Al Parlamento europeo, dopo lo scandalo Qatargate, hanno annunciato regole più severe su possibili conflitti d'interesse che riguardino gli eurodeputati, per evitare - nonostante le regole già in atto - che si ripetano casi simili a quello della ex vicepresidente Eva Kaili.
In Italia, finora, il problema non era stato posto, permettendo così ad un parlamentare italiano, Matteo Renzi, di fare conferenze e consulenze per un Paese straniero, l'Arabia Saudita, per poi promuoverne l'immagine come esempio di nuovo rinascimento.
L'Arabia Saudita è una nazione governata da un principe che non rispetta i diritti umani, oltre ad esser il mandante dell'assassinio di un giornalista e quello di numerose stragi in Yemen e non solo... tralasciando il supporto a gruppi terroristici.
A seguito di ciò, perché in Italia uno non dovrebbe interrogarsi sulla credibilità delle scelte di Renzi in Parlamento?
Se prende dei soldi, anche se fatturati, dall'Arabia Saudita, perché un italiano non dovrebbe sospettare che possa operare per favorire i sauditi, invece di tutelare gli interessi degli italiani?
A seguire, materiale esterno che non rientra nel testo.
PR #5726, opened 2019-01-17
Bring back template support pipeline export

marques-work:
1. Reverts the commit that blocked export on pipelines using templates
2. Export pipeline configs based on `configForEditing` so we don't denormalize the config we are exporting

### DIFF
--- a/server/src/main/java/com/thoughtworks/go/server/service/GoConfigService.java
+++ b/server/src/main/java/com/thoughtworks/go/server/service/GoConfigService.java
@@ -248,12 +248,12 @@ public class GoConfigService implements Initializer, CruiseConfigProvider {
         return getCurrentConfig().hasPipelineNamed(pipelineName);
     }
 
-    public PipelineConfig pipelineConfigNamed(final CaseInsensitiveString name) {
-        return getCurrentConfig().pipelineConfigByName(name);
+    public PipelineConfig editablePipelineConfigNamed(final String name) {
+        return getConfigForEditing().pipelineConfigByName(new CaseInsensitiveString(name));
     }
 
-    public PipelineConfig pipelineConfigNamed(final String name) {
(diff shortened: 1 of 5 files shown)


server/src/main/java/com/thoughtworks/go/server/service/GoConfigService.java
```diff
@@ -248,12 +248,12 @@ public boolean hasPipelineNamed(final CaseInsensitiveString pipelineName) {
         return getCurrentConfig().hasPipelineNamed(pipelineName);
     }
 
-    public PipelineConfig pipelineConfigNamed(final CaseInsensitiveString name) {
-        return getCurrentConfig().pipelineConfigByName(name);
+    public PipelineConfig editablePipelineConfigNamed(final String name) {
+        return getMergedConfigForEditing().pipelineConfigByName(new CaseInsensitiveString(name));
```
maheshp: @marques-work I am little paranoid changing this method as it is used in multiple places and as of now I don't know the repercussion of changing it.

I understand why you had to make this change as the `getCurrentConfig()` returns a preprocessed config which would have a pipeline using templates to show all the stage details.

 How bout having a new method for fetching the pipeline from `GoConfigService#getConfigForEditing()`?

maheshp: @marques-work sorry my bad, I think you have changed only the method used by `ExportControllerV1` ignore my previous comment on being used in multiple places.

arvindsv:
@maheshp - I was supposed to merge this, after renaming the method  `editablePipelineConfigNamed` to `pipelineConfigForEdit`. :( We should rename it sometime later.

maheshp:
@arvindsv no problem :). I should have renamed it as well, will do it.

Perché un qualsiasi cittadino, che lo abbia votato o no, non dovrebbe sospettare o credere che il suo operare da senatore non sia condizionato dai soldi che ha ricevuto?
Solo perché lo dice lui?
E sarebbe questa la credibilità del Parlamento italiano, con deputati e senatori che fanno o possono fare i lobbisti per se stessi o per terzi, approfittando del loro ruolo di legislatori per cui vengono pagati mensilmente quanto molti italiani non riescono a guadagnare neppure in un anno?
Evidentemente no.
Ma Renzi, come ha più volte ricordato, della credibilità del Parlamento non se ne preoccupa, dichiarando che continuerà a fare quello che in altri Paesi è proibito finché non ci sarà una legge che glielo impedisca.
Forse lo ha ascoltato Giuseppe Conte che è primo firmatario della proposta di legge presentata dal Movimento 5 stelle alla commissione Affari costituzionali della Camera, in cui si chiede una revisione delle attuali norme sul conflitto d'interessi per includere anche delle "disposizioni concernenti il divieto di percezione di erogazioni provenienti da Stati esteri da parte dei titolari di cariche pubbliche".
Il testo prevede anche che la condotta contraria ai doveri del titolare della carica sia sanzionabile in rapporto alle erogazioni accettate sia durante lo svolgimento dell'incarico, sia nell'anno successivo alla cessazione dello stesso, in modo da evitare il fenomeno delle cosiddette "porte girevoli".
A quanto pare, la proposta sarà discussa in commissione in tempi stretti e l'approdo in Aula è previsto già per il mese prossimo.
Sarà interessante apprendere quale sarà in merito la posizione dei "calendiani" che insieme ai "renziani" formano uno stesso gruppo in Parlamento e sarà interessante anche osservare se la discussione potrà influenzare o meno la fusione tra Azione, il partito di Calenda, e Italia Viva, il partito di Renzi.
Prima delle ultime politiche, infatti, questo è ciò che Carlo Calenda diceva delle attività extraparlamentari di Matteo Renzi:
"Renzi faccia quello che gli pare. Vada in Arabia Saudita. ... [Renzi] non è all'ascolto perché è a Dubai a fa' una conferenza pagata. Quindi non è all'ascolto, perché non gliene po' frega' di meno di ascoltare. È in un Paese che, ringraziando Iddio, continua a dargli uno spazio mediatico spropositato, mentre lui va a guadagnare dei soldi, mentre è pagato dagli italiani con un gruppo di parlamentari che... parliamo d'altro!"